Posted by: Anonymous | October 4, 2007 8:33 PM
AO,
yes, there could be a loss if creative workers did not get compensated for their published material (music and books). But it is not clear how large this would be. Most musicians get much more money from live performances than royalties. They may actually decide that it is worth making recorded music available even without any direct compensation in order to boost the audience at their live performances. There also are other mechanisms than copyrights for financing the production of creative and artistic work, which are arguably more efficient.
Posted by: Dean Baker | October 5, 2007 4:57 AM
Dean,
Not knowing the level of the loss is not a justification for ignoring it as a cost. If some market mechanism would prevent a decline in the compensation to creative production in the event of removal of copyright laws, then you should name it. If not, than we will all suffer the cost of less creative production. If it's a new regulatory scheme you'd argue for, than it would have also have a cost. It is inaccurate of you to ignore such costs, even if their quantities are unknown.

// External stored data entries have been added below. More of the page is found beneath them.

PR #219, opened 2019-10-11
EID-1607 Handle unsigned assertions

Wynndow:
If you want to run the VSP locally so you can debug it, there are a couple of branches which will help. These are by no means meant to be a good way to run it, it's just how I hacked it together when developing this PR. Use these branches locally and then run `./hubstartup.sh` in `ida-hub-acceptance-tests`
https://github.com/alphagov/ida-hub-acceptance-tests/tree/test-rp-vsp
https://github.com/alphagov/verify-test-rp/tree/non-matching

You'll also need to cherry pick the last commit from this branch of the VSP, which adds a local config: https://github.com/alphagov/verify-service-provider/tree/eid-1607

### EID-1607 Bump saml-lib to build 221
It includes a few updates including making it easier to create a
decrypter for unsigned assertions.

### EID-1607 Update ResponseService to use `UnsignedAssertionsResponseHandler`
The ResponseService needs to be able to determine if the incoming
Response has unsigned assertions wrapped up inside it. We do this with a
private helper method which interrogates the names of the attribute
values within the assertion, and returns false if any match the Constant
defined for this purpose, which will have been set by the hub.

If it determines that the assertion _does_ contain eIDAS unsigned
assertions it uses the new UnsignedAssertionsResponseHandler to first
validate the original eIDAS SAML response, and then if valid, decrypt
the assertions.

These assertions are then passed to the assertion translator instead of
the original wrapper assertion.

### EID-1607 Create UnsignedAssertionsResponseHandler …
This class will get called by the response service to handle the wrapper
Response that contains the original unsigned response from the country,
and the encryption keys required to decrypt the assertions it contains.

It uses the `eidasValidatorFactory` from saml-lib to validate the
original response signature.

The other interesting method `decryptAssertion` will iterate through all
the keys supplied in the wrapper Response assertion and attempt to
decrypt the assertions in the validated country response. Most of the
time we only expect to receive one key, but we do pass a list so it's
worth trying all of them.

We also pass into this a `EidasEncryptionAlgorithmValidator` which is a
new class. The eIDAS spec defines different encryption algorithms to
that which the hub uses, so we need to make sure we're validating the
country response against the right things.

### EID-1607 Add `EidasUnsignedAssertionTranslator` …
In an eIDAS enabled non-matching set up, the `assertionTranslator` used
by the `ResponseService` is a `ClassifyingAssertionTranslator`.

This translator is configured with different translators and will
determine which to use depending on the assertions given to it.

This extends it to include the new `EidasUnsignedAssertionTranslator`
which will deal with unsigned assertions.

The only difference in dealing with signed and unsigned assertions is
the validation of the signature. As such, the vast majority of the logic
in `EidasAssertionTranslator` has been moved to an abstract base class
which is extended by the new `EidasAssertionTranslator` as well as the
new one. They both just implement the abstract `validateSignature`
method.

### EID 1607 Create UnsignedAssertionsResponseHandler in VerifyServiceProviderFactory
The new `UnsignedAssertionsResponseHandler` only needs creating if the
VSP is configured to run as an eIDAS enabled non-matching VSP. As such,
we create the new response handler in the relevant method of the
`VerifyServiceProviderFactory`.

We also create the `EidasUnsignedAssertionTranslator` here which is
required by the `ClassifyingAssertionTranslator`.

### EID-1607 Create `createEidasUnsignedAssertionService` in ResponseFactory
This allows us to create a new `EidasUnsignedAssertionTranslator`, and
is called from the `VerifyServiceProviderFactory`. It's a similar
pattern to how the `EidasAssertionTranslator` is created.

Also tidy up some tests.

### EID-1607 Add an acceptance test for unsigned assertions
This test creates an eIDAS Response with an unsigned encrypted
assertion. It then converts that Response into a string and stuffs it
into a hub Response.

The hub Response has two attributes in its assertion. One is the
original eIDAS response, the other is the encryption keys used in that
response, which have been extracted and encrypted for the RP.

The encryption algorithm used in the eIDAS response has been changed to
be one of the eIDAS spec algorithms.

### EID-1607 Validate hub assertion signature
If we're dealing with unsigned assertions, the assertion containing the
original eIDAS SAML and encrypted assertion keys will be signed by the
hub. We should validate that signature.

### DIFF
--- a/build.gradle
+++ b/build.gradle
@@ -34,7 +34,7 @@ project.ext {
     version_number = '2.0.0'
     openSamlVersion = '3.4.3'
     verifyCommonUtils = '2.0.0-337'
-    samlLibVersion = "$openSamlVersion-221"
+    samlLibVersion = "$openSamlVersion-224"
     dropwizardVersion = '1.3.9'
     jaxbapiVersion = '2.2.9'
 }
--- a/build.gradle
+++ b/build.gradle
@@ -34,7 +34,7 @@ project.ext {
     version_number = '2.0.0'
     openSamlVersion = '3.4.3'
     verifyCommonUtils = '2.0.0-337'
-    samlLibVersion = "$openSamlVersion-219"
+    samlLibVersion = "$openSamlVersion-221"
     dropwizardVersion = '1.3.9'
     jaxbapiVersion = '2.2.9'
 }
--- a/src/main/java/uk/gov/ida/verifyserviceprovider/exceptions/MissingUnsignedAssertionsHandlerException.java
+++ b/src/main/java/uk/gov/ida/verifyserviceprovider/exceptions/MissingUnsignedAssertionsHandlerException.java
@@ -1,0 +1,7 @@
+package uk.gov.ida.verifyserviceprovider.exceptions;
+
+public class MissingUnsignedAssertionsHandlerException extends RuntimeException {
+    public MissingUnsignedAssertionsHandlerException() {
+        super("UnsignedAssertionsHandler missing: UnsignedAssertionsHandler can not be null in eIDAS enabled VSP");
+    }
+}
--- a/src/main/java/uk/gov/ida/verifyserviceprovider/factories/saml/ResponseFactory.java
+++ b/src/main/java/uk/gov/ida/verifyserviceprovider/factories/saml/ResponseFactory.java
@@ -98,7 +98,7 @@ public class ResponseFactory {
             new SamlResponseSignatureValidator(new SamlMessageSignatureValidator(metadataBackedSignatureValidator)),
             new InstantValidator(dateTimeComparator),
             new MatchingResponderCodeTranslator(),
-            Optional.empty()
+            null
         );
     }
 
@@ -106,7 +106,7 @@ public class ResponseFactory {
             ExplicitKeySignatureTrustEngine hubSignatureTrustEngine,
             AssertionTranslator nonMatchingAssertionTranslator,
             DateTimeComparator dateTimeComparator,
-            Optional<UnsignedAssertionsResponseHandler> unsignedAssertionsResponseHandler
+            UnsignedAssertionsResponseHandler unsignedAssertionsResponseHandler
     ) {
         AssertionDecrypter assertionDecrypter = createAssertionDecrypter();
         MetadataBackedSignatureValidator metadataBackedSignatureValidator = createMetadataBackedSignatureValidator(hubSignatureTrustEngine);
--- a/src/main/java/uk/gov/ida/verifyserviceprovider/factories/saml/ResponseFactory.java
+++ b/src/main/java/uk/gov/ida/verifyserviceprovider/factories/saml/ResponseFactory.java
@@ -38,6 +38,7 @@ import uk.gov.ida.verifyserviceprovider.services.VerifyAssertionTranslator;
 import uk.gov.ida.verifyserviceprovider.utils.DateTimeComparator;
 import uk.gov.ida.verifyserviceprovider.validators.AssertionValidator;
 import uk.gov.ida.verifyserviceprovider.validators.ConditionsValidator;
+import uk.gov.ida.verifyserviceprovider.validators.EidasAssertionTranslatorValidatorContainer;
 import uk.gov.ida.verifyserviceprovider.validators.InstantValidator;
 import uk.gov.ida.verifyserviceprovider.validators.LevelOfAssuranceValidator;
 import uk.gov.ida.verifyserviceprovider.validators.ResponseSizeValidator;
@@ -46,7 +47,6 @@ import uk.gov.ida.verifyserviceprovider.validators.TimeRestrictionValidator;
 
 import java.security.KeyPair;
 import java.util.List;
-import java.util.Optional;
 
 public class ResponseFactory {
 
@@ -168,16 +168,10 @@ public class ResponseFactory {
             EuropeanIdentityConfiguration europeanIdentityConfiguration,
             String hashingEntityId
     ) {
-        TimeRestrictionValidator timeRestrictionValidator = new TimeRestrictionValidator(dateTimeComparator);
-        AudienceRestrictionValidator audienceRestrictionValidator = new AudienceRestrictionValidator();
-
         return new EidasAssertionTranslator(
-                new SubjectValidator(timeRestrictionValidator),
+                getEidasAssertionValidatorContainer(dateTimeComparator),
                 new EidasMatchingDatasetUnmarshaller(),
                 new MatchingDatasetToNonMatchingAttributesMapper(),
-                new InstantValidator(dateTimeComparator),
-                new ConditionsValidator(timeRestrictionValidator, audienceRestrictionValidator),
-                new LevelOfAssuranceValidator(),
                 eidasMetadataResolverRepository,
                 new SignatureValidatorFactory(),
                 europeanIdentityConfiguration.getAllAcceptableHubConnectorEntityIds(),
@@ -191,16 +185,10 @@ public class ResponseFactory {
             EuropeanIdentityConfiguration europeanIdentityConfiguration,
             String hashingEntityId
     ) {
-        TimeRestrictionValidator timeRestrictionValidator = new TimeRestrictionValidator(dateTimeComparator);
-        AudienceRestrictionValidator audienceRestrictionValidator = new AudienceRestrictionValidator();
-
         return new EidasUnsignedAssertionTranslator(
-                new SubjectValidator(timeRestrictionValidator),
+                getEidasAssertionValidatorContainer(dateTimeComparator),
                 new EidasMatchingDatasetUnmarshaller(),
                 new MatchingDatasetToNonMatchingAttributesMapper(),
-                new InstantValidator(dateTimeComparator),
-                new ConditionsValidator(timeRestrictionValidator, audienceRestrictionValidator),
-                new LevelOfAssuranceValidator(),
                 eidasMetadataResolverRepository,
                 europeanIdentityConfiguration.getAllAcceptableHubConnectorEntityIds(),
                 new UserIdHashFactory(hashingEntityId)
@@ -213,5 +201,15 @@ public class ResponseFactory {
 
     private IdaKeyStore createEncryptionKeyStore() {
         return new IdaKeyStore(null, encryptionKeyPairs);
+    }
+
+    private EidasAssertionTranslatorValidatorContainer getEidasAssertionValidatorContainer(DateTimeComparator dateTimeComparator) {
+        TimeRestrictionValidator timeRestrictionValidator = new TimeRestrictionValidator(dateTimeComparator);
+        return new EidasAssertionTranslatorValidatorContainer(
+                new SubjectValidator(timeRestrictionValidator),
+                new InstantValidator(dateTimeComparator),
+                new ConditionsValidator(timeRestrictionValidator, new AudienceRestrictionValidator()),
+                new LevelOfAssuranceValidator()
+        );
     }
 }
--- a/src/main/java/uk/gov/ida/verifyserviceprovider/factories/saml/ResponseFactory.java
+++ b/src/main/java/uk/gov/ida/verifyserviceprovider/factories/saml/ResponseFactory.java
@@ -123,7 +123,7 @@ public class ResponseFactory {
         );
     }
 
-    public MatchingAssertionTranslator createMsaAssertionService(
+    public MatchingAssertionTranslator createMsaAssertionTranslator(
             ExplicitKeySignatureTrustEngine signatureTrustEngine,
             SignatureValidatorFactory signatureValidatorFactory,
             DateTimeComparator dateTimeComparator
@@ -144,9 +144,9 @@ public class ResponseFactory {
         );
     }
 
-    public VerifyAssertionTranslator createVerifyIdpAssertionService(SamlAssertionsSignatureValidator hubSignatureValidator,
-                                                                     DateTimeComparator dateTimeComparator,
-                                                                     String hashingEntityId) {
+    public VerifyAssertionTranslator createVerifyIdpAssertionTranslator(SamlAssertionsSignatureValidator hubSignatureValidator,
+                                                                        DateTimeComparator dateTimeComparator,
+                                                                        String hashingEntityId) {
 
         TimeRestrictionValidator timeRestrictionValidator = new TimeRestrictionValidator(dateTimeComparator);
 
@@ -162,7 +162,7 @@ public class ResponseFactory {
             );
     }
 
-    public EidasAssertionTranslator createEidasAssertionService(
+    public EidasAssertionTranslator createEidasAssertionTranslator(
             DateTimeComparator dateTimeComparator,
             EidasMetadataResolverRepository eidasMetadataResolverRepository,
             EuropeanIdentityConfiguration europeanIdentityConfiguration,
@@ -185,7 +185,7 @@ public class ResponseFactory {
         );
     }
 
-    public EidasUnsignedAssertionTranslator createEidasUnsignedAssertionService(
+    public EidasUnsignedAssertionTranslator createEidasUnsignedAssertionTranslator(
             DateTimeComparator dateTimeComparator,
             EidasMetadataResolverRepository eidasMetadataResolverRepository,
             EuropeanIdentityConfiguration europeanIdentityConfiguration,
--- a/src/main/java/uk/gov/ida/verifyserviceprovider/factories/saml/ResponseFactory.java
+++ b/src/main/java/uk/gov/ida/verifyserviceprovider/factories/saml/ResponseFactory.java
@@ -144,15 +144,14 @@ public class ResponseFactory {
         );
     }
 
-    public VerifyAssertionTranslator createVerifyIdpAssertionService(ExplicitKeySignatureTrustEngine signatureTrustEngine,
-                                                                     SignatureValidatorFactory signatureValidatorFactory,
+    public VerifyAssertionTranslator createVerifyIdpAssertionService(SamlAssertionsSignatureValidator hubSignatureValidator,
                                                                      DateTimeComparator dateTimeComparator,
                                                                      String hashingEntityId) {
 
         TimeRestrictionValidator timeRestrictionValidator = new TimeRestrictionValidator(dateTimeComparator);
 
         return new VerifyAssertionTranslator(
-                signatureValidatorFactory.getSignatureValidator(signatureTrustEngine),
+                hubSignatureValidator,
                 new SubjectValidator(timeRestrictionValidator),
                 new AssertionAttributeStatementValidator(),
                 new VerifyMatchingDatasetUnmarshaller(new AddressFactory()),
--- a/src/main/java/uk/gov/ida/verifyserviceprovider/factories/saml/ResponseFactory.java
+++ b/src/main/java/uk/gov/ida/verifyserviceprovider/factories/saml/ResponseFactory.java
@@ -16,7 +16,6 @@ import uk.gov.ida.saml.deserializers.validators.NotNullSamlStringValidator;
 import uk.gov.ida.saml.metadata.EidasMetadataResolverRepository;
 import uk.gov.ida.saml.security.AssertionDecrypter;
 import uk.gov.ida.saml.security.DecrypterFactory;
-import uk.gov.ida.saml.security.EidasValidatorFactory;
 import uk.gov.ida.saml.security.IdaKeyStore;
 import uk.gov.ida.saml.security.IdaKeyStoreCredentialRetriever;
 import uk.gov.ida.saml.security.MetadataBackedSignatureValidator;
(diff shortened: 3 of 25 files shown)


src/main/java/uk/gov/ida/verifyserviceprovider/services/EidasUnsignedAssertionTranslator.java
```diff
@@ -0,0 +1,44 @@
...
+import uk.gov.ida.verifyserviceprovider.factories.saml.UserIdHashFactory;
+import uk.gov.ida.verifyserviceprovider.mappers.MatchingDatasetToNonMatchingAttributesMapper;
+import uk.gov.ida.verifyserviceprovider.validators.ConditionsValidator;
+import uk.gov.ida.verifyserviceprovider.validators.InstantValidator;
+import uk.gov.ida.verifyserviceprovider.validators.LevelOfAssuranceValidator;
+import uk.gov.ida.verifyserviceprovider.validators.SubjectValidator;
+
+import java.util.List;
+
+public class EidasUnsignedAssertionTranslator extends BaseEidasAssertionTranslator {
```
JohnWattsGDS: In no way a blocking comment, but maybe in future consider composition for this sort of thing - have one EidasAssertionTranslator and two classes that implement the signature validation (interface) which are injected at creation (or get all modern and funky and use lambdas although that wouldn't give the testability that separate classes would).  Clearly one implementation would still be a no-op implementation.

src/test/java/unit/uk/gov/ida/verifyserviceprovider/saml/ResponseFactoryTest.java
```diff
@@ -20,26 +21,25 @@
...
-    public void shouldNotAllowNullSamlResponse() {
+    public void createStringToResponseTransformerShouldNotAllowNullSamlResponse() {
         expectedException.expect(SamlTransformationErrorException.class);
         expectedException.expectMessage("SAML Validation Specification: Missing SAML message.");
         stringToResponseTransformer.apply(null);
     }
 
     @Test
-    public void shouldNotAllowNotBase64EncodedSamlResponse() {
+    public void createStringToResponseTransformerShouldNotAllowNotBase64EncodedSamlResponse() {
```
galund: Too many "nots" :-D  -- how about `createStringToResponseTransformerMustContainBase64EncodedSamlResponse`?

src/main/java/uk/gov/ida/verifyserviceprovider/factories/saml/ResponseFactory.java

Posted by: AO | October 5, 2007 11:00 AM
Dean,
It is interesting that in your initial post you chose to ignore the long term consequences of not enforcing copyright protections. Sure, the gains to consumers far outweigh the losses to the industry - in the short run...
Please enlighten us to the 'arguably more efficient' alternatives to copyright law. Also, in your view should these ideas be implemented in cases of patent violations and trademark infringements?
Any other solution will have costs, as AO points out - and the only reason you acknowledged the issue of incentives is because AO called you on it.
Posted by: JB | October 6, 2007 9:25 PM
There was art before there was copyright. And as some people have pointed out, you can't share a live performance over the Internet. Sharing music also allows smaller bands to build a following without passing through the distribution companies.
Note that patents end after 7 years.
Posted by: SFG | October 8, 2007 12:24 PM
Actually, the dollar is immediately borrowed by the Government and put to use in all the things they do. In a way the Trust Fund is a type of forced savings. The payee eventually gets back the principal with interest when he retires or is disabled. Any kind of retirement savings does the same thing, though private retirement funds obviously invest much more in the private sector.